##### EXCERPTED DATA #####

PR #251, opened 2021-11-07
Reorganize repo

TimBartholomew:
## Fixes/Addresses:
None

## Summary/Motivation:
The repository should be reorganized to integrate WaterTAP3 content.

- Reorganized repository

### Legal Acknowledgement


docs/apidoc/watertap.rst
```diff
@@ -8,7 +8,7 @@ Subpackages
    :maxdepth: 4
 
    watertap.edb
-   watertap.flowsheets
+   watertap.examples.flowsheets
```
andrewlee94, line 11: Given that we are expecting more things under examples, would it be better to have a new `examples.rst` file here which for now is just a TOC pointing onwards to `flowsheets`?

TimBartholomew:
Hey guys, I'm not sure why it is saying I deleted all the lines in the chemistry tests and then added all the same lines back. Do we think that is ok? Or should I attempt to revert just those changes and try again?

andrewlee94 (approved):
Only two things I noted going through, one which is captured as a comment. The other was the observation that the `edb` folder hasn't been moved yet, but I recommend that be a separate PR (if that wasn't already the intention).

andrewlee94:
@TimBartholomew As long as it works, stick with what you have.

watertap/examples/chemistry/tests/test_tutorials.py
```diff
@@ -22,7 +22,7 @@
 import os.path
 from nbconvert.preprocessors import ExecutePreprocessor
 
-_tutorials_dir = os.path.join(os.path.dirname(os.path.abspath(__file__)),'..','..','tutorials')
+_tutorials_dir = os.path.join(os.path.dirname(os.path.abspath(__file__)), '../../..', '..', 'tutorials')
```
bknueven, line 25:
```suggestion
_tutorials_dir = os.path.join(os.path.dirname(os.path.abspath(__file__)), '..','..','..', '..', 'tutorials')
```
That said, this will work on modern Windows systems as-is.

adam-a-a (approved):
LGTM - Any necessary adjustments to the repo tree can be made in subsequent PRs.

bknueven (approved):
One minor comment. Otherwise looks good.

bknueven:
> Hey guys, I'm not sure why it is saying I deleted all the lines in the chemistry tests and then added all the same lines back. Do we think that is ok? Or should I attempt to revert just those changes and try again?

`git` does this sometimes. I wouldn't worry about it.

docs/apidoc/watertap.rst
TimBartholomew: I'm honestly not familiar with the apidoc. I can't find it on the webpage, but yes the TOC should be for examples. Since I don't know how to view the change right now, I'll leave it for this PR.

watertap/examples/chemistry/tests/test_tutorials.py
TimBartholomew: Let's open another PR for this, just so we don't need everyone to approve and go through another round of testing.

PR #254, opened 2021-11-10
Adding WaterTAP3 data

bknueven:
...with a first pass at organization into techno-economic data and case studies.

## Summary/Motivation:
WaterTAP3 Merger

- Bring over a bunch of csv files from WaterTAP3

### Legal Acknowledgement


kurbansitterley (commented):
I will leave it to someone else to make a decision, so this is more just providing context on some of these files.

These files are needed to build a model in WT3: 

- case_study_basis
- case_study_water_sources
- constituent_removal
- electricity_costs
- plant_cost_indices
- treatment_train_setup
- water_recovery

I don't think these files _need_ to be brought over to watertap:

- an_ex_cost_eqns
- basic_unit
- basic_units_solaire
- gac_cost_eqns
- gac_cost_curves
- cost_curves
- chlorine_dost_cost
- uv_cost_interp
- baseline_cases_runs
- excel_to_python_names

All of these besides the last two contain data used to create cost curves for a few units in WT3. There is not real problem with bringing them over, but it might clutter the folder and be confusing. There is good costing data in here but there is probably a better approach to using it in the model than the way we had it implemented in WT3.

adam-a-a:
@bknueven maybe we can start by only including the necessary files that @kurbansitterley pointed out and figure out what to do with the rest later on. However, if you feel we should just merge now and weed things out later, happy to approve once you confirm.

bknueven:
Given the complexity involved, I'm happy to leave things out we don't think are necessary. They can be brought over on an as-needed basis.

bknueven:
With those changes, most of the WaterTAP3 files are now in `examples/case_studies`. The only files left in `data/techno_economic` have to do with chemistry. To my untrained eye `data/techno_economic/chemical_addition.csv` perhaps has some overlap with the EDB, but that could be sorted later.

adam-a-a:
> With those changes, most of the WaterTAP3 files are now in `examples/case_studies`. The only files left in `data/techno_economic` have to do with chemistry. To my untrained eye `data/techno_economic/chemical_addition.csv` perhaps has some overlap with the EDB, but that could be sorted later.

@bknueven I think `data/techno_economic/chemical_addition.csv` provides coefficients for associated cost equations, while EDB does not include anything related to costs so should be OK as is.

adam-a-a (approved):
LGTM

kurbansitterley:
> > With those changes, most of the WaterTAP3 files are now in `examples/case_studies`. The only files left in `data/techno_economic` have to do with chemistry. To my untrained eye `data/techno_economic/chemical_addition.csv` perhaps has some overlap with the EDB, but that could be sorted later.
> 
> @bknueven I think `data/techno_economic/chemical_addition.csv` provides coefficients for associated cost equations, while EDB does not include anything related to costs so should be OK as is.

Yes you are correct, `chemical_addition.csv` contains coefficients for cost equations so could be left out also. `catalysts_chemicals.csv` however is $/kg of chemical so is probably ok here (but should be updated at some point).

kurbansitterley (approved):
`chemical_addition.csv` could probably be excluded also but could also be sorted out later.

PR #260, opened 2021-11-12
Changes for connecting to cloud mongodb server

dangunter:
## Fixes/Addresses:

You can connect to cloud instances of MongoDB by just changing the URL, but one problem that can occur is a failure to verify certificates (over SSL), so this adds some code to retry using the `certifi.where()` module, if the certifi package is installed.

In the process of testing and documentation, some Jupyter Notebooks were added to the repo. These are kept in sync by running them automatically.

### Legal Acknowledgement


watertap/edb/db_api.py
```diff
@@ -265,6 +323,9 @@ def get_base(self, name: str = None) -> Union[Result, Base]:
         else:
             return result
 
+    # older method name
+    get_one_base = get_base
+
```
aladshaw3, line 341: Do we plan on phasing this older method out? If so, should we have some kind of depreciation warning (does that even matter of us at this point) ?

watertap/tests/test_notebooks.py
```diff
@@ -0,0 +1,77 @@
...
+# =====
+
+
+@pytest.mark.component
+def test_edb_notebooks(docs_root, electrolytedb):
+    for nb_path in find_notebooks(docs_root / "examples" / "edb"):
+        if ".ipynb_checkpoints" in nb_path.parts:
+            continue
+        print(f"run notebook: {nb_path}")
+        run_notebook(nb_path)
```
aladshaw3, line 76: Quick question: This is the directory ('docs/examples/edb') in which I should put my other edb examples I plan on making, correct? And then this code should automatically check those, right?

aladshaw3 (approved):
LGTM. Just a few brief questions in my review.

watertap/edb/db_api.py
aladshaw3: This function is now unneeded

watertap/tests/test_notebooks.py
aladshaw3: yes

adam-a-a (approved):
LGTM

PR #261, opened 2021-11-16
Adding base classes for WT3 functionality

andrewlee94:
## Summary/Motivation:
This PR adds base classes for WT3 type property packages and zero-order unit models along with associated tests.

-
-

### Legal Acknowledgement


watertap/core/zero_order_properties.py
```diff
@@ -0,0 +1,304 @@
...
+
+    # -------------------------------------------------------------------------
+    # Other properties
+    def _cp_mass(self):
+        add_object_reference(self, "cp_mass", self.params.cp_mass)
+
+    def _dens_mass(self):
+        add_object_reference(self, "dens_mass", self.params.dens_mass)
+
+    def get_material_flow_terms(blk, p, j):
```
adam-a-a, line 278: Do we need the `p` here?

andrewlee94: Yes, we do. It is a part of the framework API, so when this method is called it will always be passed `p` (even though we don't actually need it in this case).

watertap/core/zero_order_unit.py
```diff
@@ -0,0 +1,264 @@
...
+            doc="Material properties at waste outlet",
+            default=tmp_dict_2)
+
+        # Create Ports
+        self.add_port("inlet", self.properties_in, doc="Inlet port")
+        self.add_port("outlet", self.properties_out, doc="Outlet port")
+        self.add_port("waste", self.properties_waste, doc="Waste port")
+
+        # Add performance variables
+        self.water_recovery = Var(
```
adam-a-a: In the NF and RO unit models, we've used `recovery_vol_phase` for volumetric recovery (the typical form) and `recovery_mass_phase_comp` for mass recovery of each component. In this case, `recovery_vol_phase` is the equivalent. Perhaps we want to keep this as is at the moment for the WT3 migration to prevent potential issues with renaming across files that make use of `water_recovery`, but just wanted to make note of that so that we are all aware.

watertap/core/zero_order_unit.py
```diff
@@ -0,0 +1,264 @@
...
+            doc='Water recovery fraction')
+        self.removal_fraction = Var(
+            self.flowsheet().time,
+            self.config.property_package.solute_set,
+            domain=NonNegativeReals,
+            initialize=0.01,
+            units=pyunits.dimensionless,
+            doc='Solute removal fraction')
+
+        self.deltaP_outlet = Var(
```
adam-a-a: I'm not sure that `deltaP_outlet` makes sense to have in all cases. For example, with RO, `deltaP_outlet` would be the pressure at the permeate outlet (typically atmospheric or slightly higher and on one side of the membrane if considering a flat sheet element) minus the feed pressure at the inlet. @kurbansitterley would probably have some better insight on when/where it makes sense to have both `deltaP_outlet` and `deltaP_waste` for WT3 models, but from my perspective, it seems like we would only be concerned with `deltaP_waste`. If that is true, we could eliminate `deltaP_outlet` and eventually rename `deltaP_waste` as `deltaP`.

watertap/core/zero_order_unit.py
```diff
@@ -0,0 +1,264 @@
...
+        def outlet_pressure_constraint(b, t):
+            return (b.properties_in[t].pressure + b.deltaP_outlet[t] ==
+                    b.properties_out[t].pressure)
+
+        @self.Constraint(self.flowsheet().time, doc='Waste pressure equation')
+        def waste_pressure_constraint(b, t):
+            return (b.properties_in[t].pressure + b.deltaP_waste[t] ==
+                    b.properties_waste[t].pressure)
+
+        # TEmperature equality
```
adam-a-a:
```suggestion
        # Temperature equality
```

watertap/core/zero_order_unit.py
```diff
@@ -0,0 +1,264 @@
...
+                         self.config.property_package.solute_set,
+                         doc='Solute mass balance equations')
+        def solute_mass_balances(b, t, j):
+            return (b.properties_in[t].get_material_flow_terms("Liq", j) ==
+                    b.properties_out[t].get_material_flow_terms("Liq", j) +
+                    b.properties_waste[t].get_material_flow_terms("Liq", j))
+
+        # Pressure drop
+        @self.Constraint(self.flowsheet().time, doc='Outlet pressure equation')
+        def outlet_pressure_constraint(b, t):
```
adam-a-a, line 202: For the case of NF/RO, I don't think we would need this.

watertap/core/zero_order_unit.py
andrewlee94: I am not sure that is a good idea - there could be cases where we need both (or even cases where we want `deltaP_outlet` and not `deltaP_waste`). However, there are ways we can make these terms optional, and let the user or the derived classes decide which terms to include.

Two ideas I have has so far:

1. Have `has_pressure_change` config arguments for each outlet, and rely on the user to set them. This has some minor issues for cases where a term is not optional however, as the config argument will still exist (but only have one valid value).
2. Have a private attribute on the unit model which the derived class sets before calling `super().build()`. This hides the option from the user and lets the unit model developer make the decision, which is probably a better option as the unit model would also then know whether it needs to look up a value for `deltaP` from the database. The downside is that the unit model developer needs to be aware of this and set the private attribute correctly.

watertap/core/zero_order_unit.py
andrewlee94: This ties into the comment above on whether and how `deltaP` should be an optional term in these types of units.

watertap/core/zero_order_unit.py
andrewlee94: For now, I went with the WT3 naming convention (for the most part), but we should think about standardizing naming.

watertap/core/zero_order_unit.py
kurbansitterley: Yes, in most cases the pressure on the permeate side will be atmospheric, but I can think of two scenarios where you might want a `deltaP_outlet` variable:

- In a multi-pass system where the permeate from the first RO unit goes to another RO unit. This is done for example when the Boron concentration in the permeate requires further reduction to meet a regulation. Something like this could require a booster pump in between the first and second passes, so you might want to know the pressure differential coming out of the permeate just to be consistent in the momentum balance.
- If you want to use "permeate throttling" as a way to direct/control flow between stages. This is where you would intentionally throttle pressure on the permeate side, thus reducing flux for that module and sending more flow to the next stage. I am honestly not very familiar with this configuration/operation and only became acquainted with it because it was used at Kay Bailey (one of the baseline studies; we did not include permeate throttling in our model) so I looked it up. Attached figure and more information on permeate throttling from [here](https://membranes.com/docs/trc/flowcon.pdf).

Screen Shot 2021-11-16 at 12 51 08 PM

My vote would be to at least have the ability to have both, but regardless to keep the `_waste` in the variable name (i.e. `deltaP_waste` rather than `deltaP`) just in the interest of being explicit. I can't really comment on the implementation for watertap but I hope this is helpful.

watertap/core/zero_order_unit.py
andrewlee94: I changes these to `recovery_vol` and `removal_mass_solute` to better fit the naming convention. Seeing as these models only support 1 phase, I did not include the phase index.

watertap/core/zero_order_unit.py
adam-a-a: After reading your comments, I think it is best to keep the two options, and it looks like @andrewlee94 implemented his second option. With regard to RO, @kurbansitterley, I think these examples would be resolved by specifying the permeate outlet pressure explicitly rather than the pressure change between feed inlet and permeate outlet. Nevertheless, keeping both deltaP variables seems like the way to go.

docs/technical_reference/core/zero_order_unit.rst
```diff
@@ -0,0 +1,130 @@
+Zero Order Unit Model Base Class
+================================
+
+.. index::
+   pair: watertap.core.zero_order_unit;SITOBaseData
+
+.. currentmodule:: watertap.core.zero_order_unit
+
+The zero-order unit model base class is intended to form the basis for a library of generic single inlet-two outlet (SITO) units models using recovery and removal fractions to partition the incoming flow between the two outlets. This base class is not intended to be used by itself, and requires the user to define a derived class before it can be used in a flowsheet.
```
adam-a-a:
```suggestion
The zero-order unit model base class is intended to form the basis for a library of generic single inlet-two outlet (SITO) unit models using recovery and removal fractions to partition the incoming flow between the two outlets. This base class is not intended to be used by itself and requires the user to define a derived class before it can be used in a flowsheet.
```

docs/technical_reference/core/zero_order_unit.rst
```diff
@@ -0,0 +1,130 @@
...
+:math:`\Delta P_{outlet,t}`  deltaP_outlet        time           Pressure difference between inlet and outlet stream. Optional.
+:math:`\Delta P_{waste,t}`   deltaP_waste         time           Pressure difference between inlet and waste stream. Optional.
+============================ ==================== ============== ================================================================
+
+The :math:`\Delta P_{outlet,t}` and :math:`\Delta P_{waste,t}` terms are optional and are only created if the `self._has_deltaP_outlet` and `self._has_deltaP_waste` attributes are `True` respectively.
+
+Constraints
+-----------
+
+The SITO base class writes the following constraints which relate the inlet state to those in the outlet and waste streams. As mentioned previously, these constraint are formulated such that they will be linear if `flow_vol`, `conc_mass_comp`, `pressure` and `temperature` are the state variables used by the property package and the recovery and removal fractions are fixed.
```
adam-a-a:
```suggestion
The SITO base class writes the following constraints which relate the inlet state to those in the outlet and waste streams. As mentioned previously, these constraints are formulated such that they will be linear if `flow_vol`, `conc_mass_comp`, `pressure` and `temperature` are the state variables used by the property package and the recovery and removal fractions are fixed.
```

watertap/core/tests/test_zero_order_unit.py
```diff
@@ -0,0 +1,677 @@
...
+            self._has_deltaP_waste = True
+            super().build()
+
+    @pytest.mark.unit
+    def test_phase_list(self, model):
+        model.fs.params.phase_list = ["foo"]
+
+        with pytest.raises(ConfigurationError,
+                           match="fs.unit configured with invalid property "
+                           "package. Zero-order models only support proeprty "
```
adam-a-a:
```suggestion
                           "package. Zero-order models only support property "
```

watertap/core/tests/test_zero_order_unit.py
```diff
@@ -0,0 +1,677 @@
...
+
+    m = ConcreteModel()
+
+    m.fs = FlowsheetBlock(default={"dynamic": False})
+
+    m.fs.water_props = WaterParameterBlock(
+        default={"solute_list": ["A", "B", "C"]})
+
+    with pytest.raises(NotImplementedError,
+                       match="fs.unit derived class class has not implemented "
```
adam-a-a:
```suggestion
                       match="fs.unit derived class has not been implemented "
```

watertap/core/tests/test_zero_order_unit.py
```diff
@@ -0,0 +1,677 @@
...
```
adam-a-a:
```suggestion
                       match="fs.unit derived class has not been implemented "
```

watertap/core/tests/test_zero_order_unit.py
```diff
@@ -0,0 +1,677 @@
...
+    @pytest.mark.component
+    def test_initialization(self, model):
+        initialization_tester(model)
+
+    @pytest.mark.component
+    def test_solve(self, model):
+        results = solver.solve(model)
+
+        # Check for optimal solution
+        assert results.solver.termination_condition == \
```
adam-a-a, line 292: Can use `assert_optimal_termination(results)` method from `pyomo.environ` instead

watertap/core/tests/test_zero_order_unit.py
```diff
@@ -0,0 +1,677 @@
...
```
adam-a-a, line 630: Same as above (although this works and no dire need to change if you don't want to)

watertap/core/zero_order_unit.py
```diff
@@ -0,0 +1,380 @@
...
+# Some more inforation about this module
+__author__ = "Andrew Lee"
+
+
+class SITOBaseData(UnitModelBlockData):
+    """
+    Standard base class for single inlet-two outlet unit models.
+
+    This class is intended to be used for creating derived model classes and
+    cannot be instantiated as by itself. When creating derived classes,
```
adam-a-a:
```suggestion
    cannot be instantiated by itself. When creating derived classes,
```

watertap/core/zero_order_unit.py
```diff
@@ -0,0 +1,380 @@
...
+    developers must set the '_has_deltaP_outlet` and `_has_deltaP_waste`
+    attributes on the model before calling `super().build()`. These attributes
+    determine whetehr the deltaP terms for the outlet and waste streams are
```
adam-a-a:
```suggestion
    determine whether the deltaP terms for the outlet and waste streams are
```

watertap/core/zero_order_unit.py
```diff
@@ -0,0 +1,380 @@
...
+        and used when constructing these, **default** - None.
+        **Valid values:** {see property package for documentation.}'''))
+
+    def build(self):
+        super().build()
+
+        # Check that derived class has implemented flags for pressure change
+        if not hasattr(self, "_has_deltaP_outlet"):
+            raise NotImplementedError(
+                f"{self.name} derived class class has not implemented "
```
adam-a-a:
```suggestion
                f"{self.name} derived class has not been implemented "
```

watertap/core/zero_order_unit.py
```diff
@@ -0,0 +1,380 @@
...
+                f"_has_deltaP_outlet.")
+        if not hasattr(self, "_has_deltaP_waste"):
+            raise NotImplementedError(
+                f"{self.name} derived class class has not implemented "
```
adam-a-a:
```suggestion
                f"{self.name} derived class has not been implemented "
```

watertap/core/zero_order_unit.py
```diff
@@ -0,0 +1,380 @@
...
+                f"_has_deltaP_waste.")
+
+        # Check that property package meets requirements
+        if self.config.property_package.phase_list != ["Liq"]:
+            raise ConfigurationError(
+                f"{self.name} configured with invalid property package. "
+                f"Zero-order models only support proeprty packages with a "
```
adam-a-a:
```suggestion
                f"Zero-order models only support property packages with a "
```

adam-a-a (commented):
@andrewlee94 Just a few typos that I fixed and a couple quick, optional changes suggested

adam-a-a:
If the penultimate commit (c8cd71f) fails, then it is simply due to fixing typos in a test and missing the typo in either the property or unit model base class

adam-a-a (approved):
LGTM - up to @andrewlee94 if you care to throw in the `assert_optimal_termination` method in tests, but it shouldn't hold up the PR.

kurbansitterley (approved):
I am not familiar with the testing files so I was mostly looking at the `zero_order_unit` ... I would wait for another reviewer before a merge.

#####

§ **PROBLEM**
Report every line containing the string "anything" in the material.

§ **EXPECTED ANSWER**
@bknueven I think `data/techno_economic/chemical_addition.csv` provides coefficients for associated cost equations, while EDB does not include anything related to costs so should be OK as is.
> @bknueven I think `data/techno_economic/chemical_addition.csv` provides coefficients for associated cost equations, while EDB does not include anything related to costs so should be OK as is.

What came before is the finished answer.